- **SUPPLIED RECORDS**:
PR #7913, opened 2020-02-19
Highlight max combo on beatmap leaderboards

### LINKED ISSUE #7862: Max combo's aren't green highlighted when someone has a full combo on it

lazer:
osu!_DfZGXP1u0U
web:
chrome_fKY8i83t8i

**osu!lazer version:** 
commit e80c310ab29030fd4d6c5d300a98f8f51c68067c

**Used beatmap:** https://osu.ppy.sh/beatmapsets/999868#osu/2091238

- **WORK REQUEST**: All of the data above should be set down word for word.

- **ANSWER TO THE EXERCISE**:
PR #7913, opened 2020-02-19
Highlight max combo on beatmap leaderboards

### LINKED ISSUE #7862: Max combo's aren't green highlighted when someone has a full combo on it

lazer:
osu!_DfZGXP1u0U
web:
chrome_fKY8i83t8i

**osu!lazer version:** 
commit e80c310ab29030fd4d6c5d300a98f8f51c68067c

**Used beatmap:** https://osu.ppy.sh/beatmapsets/999868#osu/2091238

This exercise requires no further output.